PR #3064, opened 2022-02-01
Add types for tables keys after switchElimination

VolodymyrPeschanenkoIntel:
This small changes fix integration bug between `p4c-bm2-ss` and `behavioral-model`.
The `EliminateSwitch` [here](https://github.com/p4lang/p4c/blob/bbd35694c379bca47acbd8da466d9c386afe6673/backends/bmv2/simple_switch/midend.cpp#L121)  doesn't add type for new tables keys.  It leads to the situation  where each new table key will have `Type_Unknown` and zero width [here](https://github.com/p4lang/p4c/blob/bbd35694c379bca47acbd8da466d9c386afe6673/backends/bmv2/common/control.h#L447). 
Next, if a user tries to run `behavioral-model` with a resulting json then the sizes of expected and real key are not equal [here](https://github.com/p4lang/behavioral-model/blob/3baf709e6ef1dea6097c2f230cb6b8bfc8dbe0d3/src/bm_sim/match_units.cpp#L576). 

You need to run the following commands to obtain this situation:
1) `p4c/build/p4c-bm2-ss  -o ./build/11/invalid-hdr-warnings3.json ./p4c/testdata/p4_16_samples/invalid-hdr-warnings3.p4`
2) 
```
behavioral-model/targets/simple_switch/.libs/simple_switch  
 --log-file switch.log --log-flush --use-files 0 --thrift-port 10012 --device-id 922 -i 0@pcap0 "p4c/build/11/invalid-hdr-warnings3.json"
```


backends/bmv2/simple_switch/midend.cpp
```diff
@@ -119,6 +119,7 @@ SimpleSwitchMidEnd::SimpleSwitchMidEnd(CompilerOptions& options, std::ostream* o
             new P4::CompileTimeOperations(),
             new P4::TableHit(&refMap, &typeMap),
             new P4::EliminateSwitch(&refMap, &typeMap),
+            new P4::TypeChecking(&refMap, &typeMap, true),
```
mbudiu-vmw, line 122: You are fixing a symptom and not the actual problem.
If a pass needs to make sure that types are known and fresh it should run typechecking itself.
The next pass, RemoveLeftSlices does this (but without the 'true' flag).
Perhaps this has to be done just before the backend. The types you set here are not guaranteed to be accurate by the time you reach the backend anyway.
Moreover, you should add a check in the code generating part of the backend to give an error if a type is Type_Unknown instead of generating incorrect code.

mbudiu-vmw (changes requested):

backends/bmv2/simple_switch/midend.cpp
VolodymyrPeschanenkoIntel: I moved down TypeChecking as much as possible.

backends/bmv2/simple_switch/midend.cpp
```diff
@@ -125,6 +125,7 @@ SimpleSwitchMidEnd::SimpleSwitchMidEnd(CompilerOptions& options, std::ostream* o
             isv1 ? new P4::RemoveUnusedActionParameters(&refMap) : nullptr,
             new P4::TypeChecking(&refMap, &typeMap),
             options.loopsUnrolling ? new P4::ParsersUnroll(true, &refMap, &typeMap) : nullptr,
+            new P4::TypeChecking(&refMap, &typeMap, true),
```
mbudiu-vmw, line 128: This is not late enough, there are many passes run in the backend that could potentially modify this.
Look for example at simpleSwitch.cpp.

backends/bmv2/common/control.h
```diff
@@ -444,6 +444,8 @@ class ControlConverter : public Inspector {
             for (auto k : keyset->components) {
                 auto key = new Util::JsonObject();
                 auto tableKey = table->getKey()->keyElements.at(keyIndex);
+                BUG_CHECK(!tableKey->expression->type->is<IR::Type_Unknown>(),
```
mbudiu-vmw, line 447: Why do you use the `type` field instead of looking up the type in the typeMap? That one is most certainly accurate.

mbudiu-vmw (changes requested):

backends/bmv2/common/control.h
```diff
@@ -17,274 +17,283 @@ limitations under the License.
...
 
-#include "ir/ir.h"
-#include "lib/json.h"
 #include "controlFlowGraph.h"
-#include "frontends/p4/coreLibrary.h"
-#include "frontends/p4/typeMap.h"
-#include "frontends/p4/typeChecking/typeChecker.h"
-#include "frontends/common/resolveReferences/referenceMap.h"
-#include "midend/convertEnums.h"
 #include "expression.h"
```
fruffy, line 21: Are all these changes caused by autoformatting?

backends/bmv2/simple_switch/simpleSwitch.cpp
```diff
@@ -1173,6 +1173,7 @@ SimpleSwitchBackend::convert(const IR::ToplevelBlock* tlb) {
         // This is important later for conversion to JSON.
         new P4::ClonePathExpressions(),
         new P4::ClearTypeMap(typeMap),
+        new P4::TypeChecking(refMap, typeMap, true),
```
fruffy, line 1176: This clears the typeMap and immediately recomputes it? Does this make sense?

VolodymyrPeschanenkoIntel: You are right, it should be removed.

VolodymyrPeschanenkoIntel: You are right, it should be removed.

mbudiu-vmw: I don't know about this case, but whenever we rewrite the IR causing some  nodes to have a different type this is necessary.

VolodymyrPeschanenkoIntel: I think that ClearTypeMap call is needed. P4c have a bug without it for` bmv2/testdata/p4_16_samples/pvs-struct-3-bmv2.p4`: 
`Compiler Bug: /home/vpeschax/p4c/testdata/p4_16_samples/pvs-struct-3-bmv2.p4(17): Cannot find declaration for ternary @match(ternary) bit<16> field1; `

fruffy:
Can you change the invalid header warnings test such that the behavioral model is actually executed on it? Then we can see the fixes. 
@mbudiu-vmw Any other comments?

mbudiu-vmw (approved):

—————

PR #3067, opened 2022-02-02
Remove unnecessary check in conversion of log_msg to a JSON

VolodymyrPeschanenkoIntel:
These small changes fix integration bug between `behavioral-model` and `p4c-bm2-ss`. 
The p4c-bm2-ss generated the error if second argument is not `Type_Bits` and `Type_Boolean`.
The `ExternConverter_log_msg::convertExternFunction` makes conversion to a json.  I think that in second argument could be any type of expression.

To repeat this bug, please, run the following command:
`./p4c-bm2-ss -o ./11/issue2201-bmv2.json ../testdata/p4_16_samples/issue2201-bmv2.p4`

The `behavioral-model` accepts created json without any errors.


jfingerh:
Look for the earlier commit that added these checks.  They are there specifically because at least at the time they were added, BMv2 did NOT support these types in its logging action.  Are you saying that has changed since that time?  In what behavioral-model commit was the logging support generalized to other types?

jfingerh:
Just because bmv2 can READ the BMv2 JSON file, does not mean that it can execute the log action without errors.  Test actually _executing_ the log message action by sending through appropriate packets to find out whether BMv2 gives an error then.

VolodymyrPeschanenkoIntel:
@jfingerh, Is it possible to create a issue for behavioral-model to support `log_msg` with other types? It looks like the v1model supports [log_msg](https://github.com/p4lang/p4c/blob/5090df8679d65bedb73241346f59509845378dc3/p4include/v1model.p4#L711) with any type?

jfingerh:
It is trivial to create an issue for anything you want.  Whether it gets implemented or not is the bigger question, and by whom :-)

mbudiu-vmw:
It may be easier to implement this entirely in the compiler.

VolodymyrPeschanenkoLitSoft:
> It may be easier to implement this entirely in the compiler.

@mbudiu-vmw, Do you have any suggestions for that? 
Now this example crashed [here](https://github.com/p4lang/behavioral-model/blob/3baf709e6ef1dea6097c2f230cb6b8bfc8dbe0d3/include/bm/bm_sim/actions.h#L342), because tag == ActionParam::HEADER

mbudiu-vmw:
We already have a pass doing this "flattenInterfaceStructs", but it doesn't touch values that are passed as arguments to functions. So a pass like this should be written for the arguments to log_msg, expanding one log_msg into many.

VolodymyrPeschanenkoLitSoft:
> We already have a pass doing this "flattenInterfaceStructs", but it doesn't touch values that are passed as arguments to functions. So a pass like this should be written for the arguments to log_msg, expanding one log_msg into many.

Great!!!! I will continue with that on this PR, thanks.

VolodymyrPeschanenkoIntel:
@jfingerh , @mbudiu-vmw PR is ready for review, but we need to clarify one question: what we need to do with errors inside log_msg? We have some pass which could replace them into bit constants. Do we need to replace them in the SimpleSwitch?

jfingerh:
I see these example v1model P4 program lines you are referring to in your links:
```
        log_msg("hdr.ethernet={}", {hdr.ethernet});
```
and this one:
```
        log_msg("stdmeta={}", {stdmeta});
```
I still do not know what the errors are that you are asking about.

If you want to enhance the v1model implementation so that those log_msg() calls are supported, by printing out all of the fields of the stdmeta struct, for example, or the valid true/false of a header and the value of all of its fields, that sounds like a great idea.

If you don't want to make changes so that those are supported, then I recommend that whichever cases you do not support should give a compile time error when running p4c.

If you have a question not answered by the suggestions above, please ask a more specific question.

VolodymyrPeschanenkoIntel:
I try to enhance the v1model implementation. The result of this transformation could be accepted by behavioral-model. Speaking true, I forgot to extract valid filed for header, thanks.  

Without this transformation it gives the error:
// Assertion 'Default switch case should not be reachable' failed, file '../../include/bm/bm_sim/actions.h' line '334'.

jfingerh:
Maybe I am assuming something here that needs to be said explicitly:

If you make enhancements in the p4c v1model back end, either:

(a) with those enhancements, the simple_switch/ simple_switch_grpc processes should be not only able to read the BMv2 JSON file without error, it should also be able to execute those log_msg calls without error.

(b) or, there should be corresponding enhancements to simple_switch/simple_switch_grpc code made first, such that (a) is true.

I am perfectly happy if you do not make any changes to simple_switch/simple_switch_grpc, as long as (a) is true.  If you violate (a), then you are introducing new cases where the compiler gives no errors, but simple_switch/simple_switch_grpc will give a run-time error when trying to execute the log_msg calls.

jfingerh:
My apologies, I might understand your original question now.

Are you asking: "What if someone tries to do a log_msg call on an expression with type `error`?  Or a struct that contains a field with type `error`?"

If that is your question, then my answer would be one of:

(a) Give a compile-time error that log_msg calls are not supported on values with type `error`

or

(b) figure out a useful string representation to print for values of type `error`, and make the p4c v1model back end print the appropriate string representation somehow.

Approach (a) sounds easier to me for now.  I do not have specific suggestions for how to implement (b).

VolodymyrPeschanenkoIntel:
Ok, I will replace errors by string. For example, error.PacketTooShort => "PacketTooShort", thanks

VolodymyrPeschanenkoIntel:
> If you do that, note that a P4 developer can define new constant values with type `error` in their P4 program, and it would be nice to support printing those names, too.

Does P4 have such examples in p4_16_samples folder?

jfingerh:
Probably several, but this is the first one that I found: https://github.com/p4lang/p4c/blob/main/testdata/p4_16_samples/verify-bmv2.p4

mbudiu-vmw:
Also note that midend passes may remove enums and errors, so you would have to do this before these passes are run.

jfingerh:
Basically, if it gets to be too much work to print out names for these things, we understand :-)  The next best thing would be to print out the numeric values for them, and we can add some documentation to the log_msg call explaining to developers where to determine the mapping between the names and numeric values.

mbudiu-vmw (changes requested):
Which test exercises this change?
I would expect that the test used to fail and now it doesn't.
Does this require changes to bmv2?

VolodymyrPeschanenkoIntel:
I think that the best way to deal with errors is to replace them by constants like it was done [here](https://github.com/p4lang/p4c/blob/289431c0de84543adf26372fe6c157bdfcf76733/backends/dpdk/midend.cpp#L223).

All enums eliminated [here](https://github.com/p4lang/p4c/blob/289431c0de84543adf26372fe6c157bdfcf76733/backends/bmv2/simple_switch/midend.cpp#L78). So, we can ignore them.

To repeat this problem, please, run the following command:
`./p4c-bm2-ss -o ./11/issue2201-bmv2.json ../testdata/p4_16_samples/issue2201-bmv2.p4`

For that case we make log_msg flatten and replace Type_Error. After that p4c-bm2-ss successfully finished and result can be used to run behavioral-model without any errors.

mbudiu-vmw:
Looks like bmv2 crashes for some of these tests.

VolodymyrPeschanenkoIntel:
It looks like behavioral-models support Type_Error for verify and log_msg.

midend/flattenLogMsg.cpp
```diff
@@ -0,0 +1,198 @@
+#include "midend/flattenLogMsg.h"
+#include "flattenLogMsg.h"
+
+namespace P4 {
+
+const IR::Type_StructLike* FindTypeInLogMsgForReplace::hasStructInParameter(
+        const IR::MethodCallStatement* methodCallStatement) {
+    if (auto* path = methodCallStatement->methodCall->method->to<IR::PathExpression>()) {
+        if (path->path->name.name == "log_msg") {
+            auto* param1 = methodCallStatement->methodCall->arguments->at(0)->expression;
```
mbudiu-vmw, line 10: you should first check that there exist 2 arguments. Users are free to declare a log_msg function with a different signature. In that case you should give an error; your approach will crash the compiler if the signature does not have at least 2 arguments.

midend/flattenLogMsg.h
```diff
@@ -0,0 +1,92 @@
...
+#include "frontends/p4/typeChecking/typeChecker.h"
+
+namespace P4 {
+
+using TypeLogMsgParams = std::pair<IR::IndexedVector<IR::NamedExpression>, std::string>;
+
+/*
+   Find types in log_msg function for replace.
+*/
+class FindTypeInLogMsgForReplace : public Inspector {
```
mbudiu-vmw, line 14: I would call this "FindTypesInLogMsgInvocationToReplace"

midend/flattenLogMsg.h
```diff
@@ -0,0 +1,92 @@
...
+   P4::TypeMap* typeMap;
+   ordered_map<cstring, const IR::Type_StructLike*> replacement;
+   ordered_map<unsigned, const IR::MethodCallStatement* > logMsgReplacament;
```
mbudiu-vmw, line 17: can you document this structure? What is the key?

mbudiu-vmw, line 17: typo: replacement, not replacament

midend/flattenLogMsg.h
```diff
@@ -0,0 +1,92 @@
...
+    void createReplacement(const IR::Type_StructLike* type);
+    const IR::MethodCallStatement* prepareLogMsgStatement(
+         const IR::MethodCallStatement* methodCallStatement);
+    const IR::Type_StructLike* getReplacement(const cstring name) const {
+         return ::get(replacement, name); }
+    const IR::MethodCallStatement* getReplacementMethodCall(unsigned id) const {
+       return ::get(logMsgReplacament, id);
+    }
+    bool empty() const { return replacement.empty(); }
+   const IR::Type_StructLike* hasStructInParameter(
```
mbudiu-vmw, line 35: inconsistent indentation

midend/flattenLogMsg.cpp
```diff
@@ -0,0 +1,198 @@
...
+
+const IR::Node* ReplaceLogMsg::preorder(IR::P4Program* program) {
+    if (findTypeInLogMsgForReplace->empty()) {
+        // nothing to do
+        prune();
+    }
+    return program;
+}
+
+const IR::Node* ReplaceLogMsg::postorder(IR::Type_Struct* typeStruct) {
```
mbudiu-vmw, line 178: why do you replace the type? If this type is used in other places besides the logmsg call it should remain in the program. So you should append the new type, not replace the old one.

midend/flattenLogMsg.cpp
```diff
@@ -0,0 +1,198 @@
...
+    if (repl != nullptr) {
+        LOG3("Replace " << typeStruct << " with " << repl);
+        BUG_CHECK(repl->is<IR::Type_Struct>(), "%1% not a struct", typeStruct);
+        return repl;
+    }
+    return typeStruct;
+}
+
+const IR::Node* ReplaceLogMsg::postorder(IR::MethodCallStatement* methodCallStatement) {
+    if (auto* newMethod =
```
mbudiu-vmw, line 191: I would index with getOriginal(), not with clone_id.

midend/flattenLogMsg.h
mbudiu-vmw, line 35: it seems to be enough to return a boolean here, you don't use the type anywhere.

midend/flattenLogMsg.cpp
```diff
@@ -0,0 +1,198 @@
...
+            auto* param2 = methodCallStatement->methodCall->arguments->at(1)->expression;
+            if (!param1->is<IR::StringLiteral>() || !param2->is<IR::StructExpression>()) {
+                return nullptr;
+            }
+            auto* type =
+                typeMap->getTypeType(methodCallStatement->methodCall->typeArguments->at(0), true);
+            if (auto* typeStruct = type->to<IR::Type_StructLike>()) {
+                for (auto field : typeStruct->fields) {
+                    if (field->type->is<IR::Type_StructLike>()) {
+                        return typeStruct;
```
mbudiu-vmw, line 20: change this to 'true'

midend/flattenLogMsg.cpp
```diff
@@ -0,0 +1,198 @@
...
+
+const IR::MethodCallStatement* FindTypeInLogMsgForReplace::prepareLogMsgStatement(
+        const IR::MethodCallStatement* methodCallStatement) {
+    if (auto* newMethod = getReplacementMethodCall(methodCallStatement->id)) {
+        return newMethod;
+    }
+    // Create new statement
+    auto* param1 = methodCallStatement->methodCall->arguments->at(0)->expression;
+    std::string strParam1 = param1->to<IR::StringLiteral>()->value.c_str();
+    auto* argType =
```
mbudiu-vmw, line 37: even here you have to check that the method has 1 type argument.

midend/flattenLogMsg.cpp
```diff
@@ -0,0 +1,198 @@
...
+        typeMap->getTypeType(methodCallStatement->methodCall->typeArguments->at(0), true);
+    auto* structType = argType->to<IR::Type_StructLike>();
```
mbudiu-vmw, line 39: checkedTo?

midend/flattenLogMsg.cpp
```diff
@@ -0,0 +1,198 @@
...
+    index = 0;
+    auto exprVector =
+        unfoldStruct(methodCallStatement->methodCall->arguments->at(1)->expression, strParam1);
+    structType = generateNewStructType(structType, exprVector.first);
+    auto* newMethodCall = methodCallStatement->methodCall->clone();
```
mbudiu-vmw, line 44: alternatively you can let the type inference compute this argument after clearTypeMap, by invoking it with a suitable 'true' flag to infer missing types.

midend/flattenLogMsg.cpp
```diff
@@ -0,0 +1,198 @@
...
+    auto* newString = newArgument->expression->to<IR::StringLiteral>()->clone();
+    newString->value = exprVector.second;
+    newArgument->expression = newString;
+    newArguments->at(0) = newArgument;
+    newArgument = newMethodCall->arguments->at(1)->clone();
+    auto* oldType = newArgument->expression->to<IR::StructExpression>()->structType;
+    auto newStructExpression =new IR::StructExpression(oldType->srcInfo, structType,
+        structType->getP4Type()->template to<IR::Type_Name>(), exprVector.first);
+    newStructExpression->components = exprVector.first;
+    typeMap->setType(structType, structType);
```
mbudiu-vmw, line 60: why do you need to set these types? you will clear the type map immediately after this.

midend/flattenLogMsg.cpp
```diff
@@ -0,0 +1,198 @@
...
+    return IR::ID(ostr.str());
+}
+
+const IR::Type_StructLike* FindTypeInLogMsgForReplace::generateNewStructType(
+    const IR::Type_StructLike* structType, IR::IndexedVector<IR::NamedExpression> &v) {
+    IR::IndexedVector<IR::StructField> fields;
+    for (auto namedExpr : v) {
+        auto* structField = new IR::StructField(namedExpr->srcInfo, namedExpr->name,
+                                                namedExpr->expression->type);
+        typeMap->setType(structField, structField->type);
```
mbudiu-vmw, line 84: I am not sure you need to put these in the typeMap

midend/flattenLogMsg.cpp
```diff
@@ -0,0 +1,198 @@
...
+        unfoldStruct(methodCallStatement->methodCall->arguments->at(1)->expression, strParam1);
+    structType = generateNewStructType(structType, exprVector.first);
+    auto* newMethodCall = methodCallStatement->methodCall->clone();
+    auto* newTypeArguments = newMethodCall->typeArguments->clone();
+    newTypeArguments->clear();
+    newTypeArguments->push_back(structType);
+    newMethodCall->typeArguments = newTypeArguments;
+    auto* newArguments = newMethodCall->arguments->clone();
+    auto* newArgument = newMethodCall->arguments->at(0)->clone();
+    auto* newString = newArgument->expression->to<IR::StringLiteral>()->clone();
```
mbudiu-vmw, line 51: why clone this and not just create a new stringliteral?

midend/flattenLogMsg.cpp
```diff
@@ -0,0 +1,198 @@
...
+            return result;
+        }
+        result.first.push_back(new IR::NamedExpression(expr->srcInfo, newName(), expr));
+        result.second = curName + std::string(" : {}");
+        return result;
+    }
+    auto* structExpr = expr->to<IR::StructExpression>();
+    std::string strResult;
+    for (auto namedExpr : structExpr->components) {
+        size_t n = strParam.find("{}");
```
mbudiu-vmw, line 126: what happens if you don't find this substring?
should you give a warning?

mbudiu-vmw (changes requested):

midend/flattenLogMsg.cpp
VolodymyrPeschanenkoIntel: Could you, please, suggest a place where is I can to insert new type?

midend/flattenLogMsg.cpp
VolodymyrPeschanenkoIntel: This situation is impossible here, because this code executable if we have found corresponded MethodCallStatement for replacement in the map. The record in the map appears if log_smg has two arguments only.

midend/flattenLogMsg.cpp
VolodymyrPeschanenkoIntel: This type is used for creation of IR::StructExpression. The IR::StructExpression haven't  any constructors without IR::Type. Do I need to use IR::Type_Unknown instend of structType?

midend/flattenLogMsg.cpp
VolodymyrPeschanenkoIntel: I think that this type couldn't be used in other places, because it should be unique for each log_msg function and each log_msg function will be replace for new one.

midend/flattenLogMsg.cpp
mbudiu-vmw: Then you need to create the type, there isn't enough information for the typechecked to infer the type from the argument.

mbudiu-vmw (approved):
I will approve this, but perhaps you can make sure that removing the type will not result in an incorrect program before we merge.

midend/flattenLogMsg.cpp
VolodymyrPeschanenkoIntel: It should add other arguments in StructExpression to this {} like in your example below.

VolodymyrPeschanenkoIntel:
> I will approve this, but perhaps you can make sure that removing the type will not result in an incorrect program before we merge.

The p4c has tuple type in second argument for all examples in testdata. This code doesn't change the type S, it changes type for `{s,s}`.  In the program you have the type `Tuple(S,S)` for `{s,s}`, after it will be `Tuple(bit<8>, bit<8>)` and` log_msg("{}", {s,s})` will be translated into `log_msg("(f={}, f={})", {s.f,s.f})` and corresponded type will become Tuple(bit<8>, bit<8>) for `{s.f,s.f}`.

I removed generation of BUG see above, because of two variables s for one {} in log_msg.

—————

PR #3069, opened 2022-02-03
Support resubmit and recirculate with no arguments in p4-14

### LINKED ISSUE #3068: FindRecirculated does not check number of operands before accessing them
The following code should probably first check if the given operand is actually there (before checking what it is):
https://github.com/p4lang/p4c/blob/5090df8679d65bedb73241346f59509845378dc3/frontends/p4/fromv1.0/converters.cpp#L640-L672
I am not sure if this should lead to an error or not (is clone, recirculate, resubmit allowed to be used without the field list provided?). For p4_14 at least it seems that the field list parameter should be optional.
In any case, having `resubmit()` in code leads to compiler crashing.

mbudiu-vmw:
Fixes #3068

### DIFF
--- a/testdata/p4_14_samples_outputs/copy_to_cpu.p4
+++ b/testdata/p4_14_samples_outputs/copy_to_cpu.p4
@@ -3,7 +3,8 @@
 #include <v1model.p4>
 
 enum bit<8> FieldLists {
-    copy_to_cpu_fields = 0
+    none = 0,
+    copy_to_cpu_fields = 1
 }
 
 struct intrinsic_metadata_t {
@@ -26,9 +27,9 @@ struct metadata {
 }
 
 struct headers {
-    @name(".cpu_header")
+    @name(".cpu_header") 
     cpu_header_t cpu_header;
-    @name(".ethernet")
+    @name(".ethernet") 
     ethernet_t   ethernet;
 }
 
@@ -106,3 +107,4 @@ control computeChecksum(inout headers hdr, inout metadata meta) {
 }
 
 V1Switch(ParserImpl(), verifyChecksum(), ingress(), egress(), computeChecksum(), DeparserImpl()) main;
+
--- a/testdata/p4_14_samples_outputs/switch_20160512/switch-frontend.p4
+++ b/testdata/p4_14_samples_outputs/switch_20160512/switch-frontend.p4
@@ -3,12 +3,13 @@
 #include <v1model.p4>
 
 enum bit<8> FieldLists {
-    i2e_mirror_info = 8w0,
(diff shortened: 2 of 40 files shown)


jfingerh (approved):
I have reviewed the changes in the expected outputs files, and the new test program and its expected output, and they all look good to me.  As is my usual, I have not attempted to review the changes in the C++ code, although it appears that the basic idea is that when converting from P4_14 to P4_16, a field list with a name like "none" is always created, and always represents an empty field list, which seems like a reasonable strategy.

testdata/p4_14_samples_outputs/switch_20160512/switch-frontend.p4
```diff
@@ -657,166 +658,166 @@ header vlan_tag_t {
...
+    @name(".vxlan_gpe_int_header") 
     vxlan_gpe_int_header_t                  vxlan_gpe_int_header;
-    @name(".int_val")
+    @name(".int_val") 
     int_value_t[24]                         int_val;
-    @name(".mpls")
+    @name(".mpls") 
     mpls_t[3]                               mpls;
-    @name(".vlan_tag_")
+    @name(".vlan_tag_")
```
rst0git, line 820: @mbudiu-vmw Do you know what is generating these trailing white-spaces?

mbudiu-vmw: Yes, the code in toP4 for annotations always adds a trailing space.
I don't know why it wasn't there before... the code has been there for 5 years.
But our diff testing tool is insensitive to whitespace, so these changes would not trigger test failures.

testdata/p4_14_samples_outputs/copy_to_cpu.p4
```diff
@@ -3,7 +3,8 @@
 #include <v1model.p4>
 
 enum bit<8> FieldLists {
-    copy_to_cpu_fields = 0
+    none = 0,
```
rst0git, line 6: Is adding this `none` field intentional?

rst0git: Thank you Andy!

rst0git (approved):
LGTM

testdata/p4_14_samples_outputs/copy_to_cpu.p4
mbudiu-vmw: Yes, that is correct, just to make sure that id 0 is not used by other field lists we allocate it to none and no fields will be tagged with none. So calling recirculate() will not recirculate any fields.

—————

Goal of the exercise – Find the lines above that contain the word "srcInfo" and copy each one.

Your solution –
+    auto newStructExpression =new IR::StructExpression(oldType->srcInfo, structType,
+        auto* structField = new IR::StructField(namedExpr->srcInfo, namedExpr->name,
+        result.first.push_back(new IR::NamedExpression(expr->srcInfo, newName(), expr));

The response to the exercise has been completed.